Thursday, November 17, 2011

Flipped


Just wrote my true feeling about this whole situation and I felt stupid and disgusting that I cancel to post it here. I hope my story would be different from that ‘Flipped’ movie. Seriously I thought too far about this. And again, too dumb to be happen I think.

Being more confuse how to act normally facing this kind of case. Afraid of making a step forward or backward. Afraid of making a decision.

Can I erase this whole stupid plot and replace it with another normal one please? Well yeah I know its impossible.

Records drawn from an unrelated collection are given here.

PR #538, opened 2026-05-28
free_boundary: non-stellarator-symmetric (lasym) free-boundary support

CharlesCNorton:
## Summary

Adds the non-stellarator-symmetric (`lasym = true`) path through the ideal-MHD geometry/force transforms and the free-boundary vacuum solver, so configurations without up-down symmetry run both fixed- and free-boundary.

## Implementation

- Geometry/force transforms (`ideal_mhd_model`, `dft_toroidal`): antisymmetric-parity inverse and forward DFTs, and the full-poloidal-range recombination of the symmetric and antisymmetric parts (`symrzl` on the inverse transform, `symforce` on the forces).
- Vacuum solver (`laplace_solver`, `nestor`, `vmec`): a four-block (sin/cos) vacuum response matrix with a doubled right-hand side; the potential inverse-DFT and the LU factorization/solve are sized for `2*mnpd`. The poloidal basis is tabulated on the reduced theta range, so for `l >= nThetaReduced` the lasym path reflects via stellarator symmetry (cosine even, sine odd) in the singular-integral source, the cos-basis matrix projection, and the real-space vacuum field.
- Surface geometry (`surface_geometry`): non-stellarator-symmetric surface and derivative quantities over the full poloidal interval.
- Outputs (`output_quantities`): the antisymmetric Fourier coefficient sets in the `wout` computation.

## Verification

- Fixed-boundary lasym: a zero-asymmetry degenerate case reduces to the stellarator-symmetric result, and an up-down-asymmetric tokamak matches a VMEC 8.52 (educational_VMEC) reference.
- Free-boundary lasym: the zero-asymmetry degenerate case reproduces the symmetric free-boundary equilibrium (`wout` scalars and Fourier geometry agree to the vacuum-solve round-off floor). A genuinely up-down-asymmetric free-boundary case matches an educational_VMEC reference for the same perturbed mgrid (`aspect`, `volume`, `Rmajor_p`, `Aminor_p`, `betatotal`, `rbtor`, `volavgB` within `1e-4`), with clearly non-zero antisymmetric Fourier content; its force residual settles near the `1e-8` tolerance rather than strictly below it, which does not move the converged equilibrium.
- New `vmec_test` cases cover the degenerate reductions (axisymmetric, 3D, and 3D free-boundary) and both educational_VMEC matches; `surface_geometry_test` adds the asymmetric inverse-DFT and derived-quantity checks. The opt, asan, and ubsan suites pass.

## Note

The non-stellarator-symmetric surface-geometry inverse DFT is also proposed on its own in #533; this branch contains the full lasym path, including that piece.


src/vmecpp/cpp/vmecpp/vmec/vmec/vmec_test.cc
```diff
@@ -171,6 +171,289 @@ TEST(TestVmec, CheckInMemoryMgrid) {
...
+  const auto asymmetric_output = vmecpp::run(asym_indata);
+  ASSERT_TRUE(asymmetric_output.ok());
+
+  // CompareWOut cannot be used directly because it requires identical lasym
+  // flags, so compare the converged physics: the key scalar quantities and the
+  // symmetric Fourier coefficients must match, and the antisymmetric
+  // coefficients of the lasym run must stay at zero.
+  const auto& sym = symmetric_output->wout;
+  const auto& asym = asymmetric_output->wout;
+  const double tol = 1.0e-9;
```
jurasic-pf: For a stellarator symmetric equilibrium i would expect numerically exactly the same results, to machine precision. Do we understand where non zero asym terms enter the picture/where numerical truncation changes the result?

CharlesCNorton: It reduces to machine precision; the gap was output normalization, not the equilibrium. The lasym `tmult *= 2.0` in `ComputeWOutFileContents` (the TODO citing PARVMEC #21) double-counts, since the Nyquist transform sums the reduced poloidal range for both parities, so `bmnc`/`gmnc`/`bsub*`/`bsup*`/currents came out 2x while geometry and scalars were fine. Dropping it (9c49fbc) makes the zero-asymmetry solovev match the symmetric run to ~1e-14 everywhere; I also tightened this test to assert the scalars and the symmetric and antisymmetric Nyquist arrays.

src/vmecpp/cpp/vmecpp/vmec/vmec/vmec_test.cc
```diff
@@ -171,6 +171,322 @@ TEST(TestVmec, CheckInMemoryMgrid) {
...
+  const std::string filename = "vmecpp/test_data/up_down_asym.json";
+  absl::StatusOr<std::string> indata_json = ReadFile(filename);
+  ASSERT_TRUE(indata_json.ok());
+
+  absl::StatusOr<VmecINDATA> indata = VmecINDATA::FromJson(*indata_json);
+  ASSERT_TRUE(indata.ok());
+  ASSERT_TRUE(indata->lasym);
+
+  // VMEC++ finds the correct asymmetric equilibrium (its MHD energy and axis
+  // match VMEC 8.52), but the asymmetric force residual limit-cycles near
```
jurasic-pf: @jons-pf Could you look over this test?
I'm a little bit concerned that it might be masking a geniuent implementation error behind the loose tolerances.

@CharlesCNorton possibly we need to dump some more intermediate quantities along the convergence path from an educational vmec run to assess correctness

CharlesCNorton: I built educational_VMEC, ran `up_down_asym` through it, and dumped vmecpp's converged equilibrium against the reference quantity by quantity (not just the seven scalars). Bottom line: the equilibrium is correct, the loose scalar tolerance is not hiding a near-miss, and the one large discrepancy is on the reference side.

**Convergence.** The current branch drives this case to ftol `1e-11` (fsqr 9.5e-12 / fsqz 5.6e-12 / fsql 3.0e-13, niter 594), bit-identical across 1/2/4/8/32 threads (same niter, same volume, same b0 to all printed digits). The `return_outputs_even_if_not_converged = true` and the "limit-cycles near ~1e-9" comment are stale against this head; I will drop both.

**Scalars vs educational_VMEC** (the seven the test checks land far inside the 1e-4 tolerance):

| quantity | vmecpp | educational | rel |
|---|---:|---:|---:|
| aspect | 10.1 | 10.1 | 1e-15 |
| volume | 43.0630579 | 43.0630579 | 5e-16 |
| Rmajor_p | 6.06 | 6.06 | 1e-15 |
| Aminor_p | 0.60 | 0.60 | 2e-16 |
| rbtor | 31.958414 | 31.958251 | 5e-6 |
| rbtor0 | 32.071230 | 32.071235 | 1e-7 |
| volavgB | 5.2965403 | 5.2965399 | 8e-8 |

**Asymmetric geometry** (what the scalars are blind to): symmetric and antisymmetric Fourier geometry both agree to the convergence-ball floor (~1e-3 absolute on the R scale; educational takes 1215 iters to our 594, so the two land at slightly different points inside the 1e-11 ball). The asymmetry is genuinely present and matches: the magnetic axis sits off the midplane at Zaxis = 0.0790 (educational 0.0783), and rmns/zmnc are nonzero with the same mode structure.

**The one large diff is a clean factor of 2 on the field/current output spectra** (b0, bmnc, gmnc, bsub\*/bsup\*, buco, bvco, jcuru, jcurv). This is the lasym Nyquist output normalization: VMEC 8.52 emits the doubled spectra and this branch corrects them (the `tmult` factor is 0.5 as of 9c49fbc, and the degenerate test confirms that reproduces the symmetric-run spectra to 1e-10). Not an error in this branch. The physics settles which side is right:

- vmecpp b0 = 5.3092 = rbtor0 / Raxis = 32.0712 / 6.0407, the on-axis field. educational b0 = 10.62, which is 2x its *own* rbtor0 / Raxis (5.310), so the reference's b0 is internally inconsistent by exactly that factor.
- wb agrees to 1.6e-7, so the physical field energy is identical between the two runs; the 2x lives only in the output Nyquist transform, not in the equilibrium.

So there is no masked physics error, but the test is weaker than it should be. I will tighten it: drop the accept-unconverged flag (it converges to ftol now), pull the scalar tolerances down to where they actually land, and add direct assertions on the antisymmetric content (nonzero rmns/zmnc, off-midplane axis) so the asymmetric physics is checked head-on rather than inferred from symmetric-dominated scalars. The Nyquist field arrays I will assert against the half-corrected educational values, since the raw reference is doubled.

@jons-pf flagging you on the b0 / Nyquist normalization point specifically, since you know the VMEC output conventions here.

tests/test_lasym.py
```diff
@@ -0,0 +1,114 @@
...
+        "zaxis_c": zeros1d.copy(),
+    }
+    update.update(overrides)
+    return vmec_input.model_copy(update=update)
+
+
+def _assert_same_physics(ref, test, vol_rtol, beta_atol, iota_atol):
+    assert abs(test.volume_p - ref.volume_p) <= vol_rtol * abs(ref.volume_p)
+    assert abs(test.betatotal - ref.betatotal) <= beta_atol
+    assert np.max(np.abs(np.asarray(test.iotaf) - np.asarray(ref.iotaf))) <= iota_atol
```
jurasic-pf, line 63: This test is insufficient to confirm physics are unchanged.
We should really rotate all Fourier output quantities into the new frame and compare the rotated coefficients, to get full confidence.

jurasic-pf (commented):
The changes look correct, but I don't think it's safe to merge yet, until it's exhaustively validated.
I know Jonathan has implemented such a helper to rotate VMEC like fourier coefficients in the past for a different project, I'll try to find and port it over, so we can have full confidence in the lasym logic.

src/vmecpp/cpp/vmecpp/vmec/vmec/vmec_test.cc
jurasic-pf: This is very good verification, Thanks!

jurasic-pf (approved):

jurasic-pf (approved):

It isnt about being betrayed. I know my position here. Who the hell are you to be betrayed Nik. Its more about how this person geniusly made me fly and suddenly cut the rope and throw me away back to earth without parachute. You may imagine how hurt it is. Congratulation, dude. You succesfully tear my heart apart. Feel more disgusting once I wrote that ‘heart’ part. How mature you are to speak about heart-thingy. You dont even know how to act wisely about this stuff. Ch.

But after he tear it apart, he then did something to build it again. Its like riding a viking. Once I was up high and smiling laughing talking happily like a drunkard. Then it went down and I realized it was just me who expected too much and imagining a happy ending while the fact is way too far from that. Ck. Can you please stop being dumb for once Nik?

And you, the main actor in this post. I humbly congratulate you for your great job making me felt like a fool. So, what will you do after this?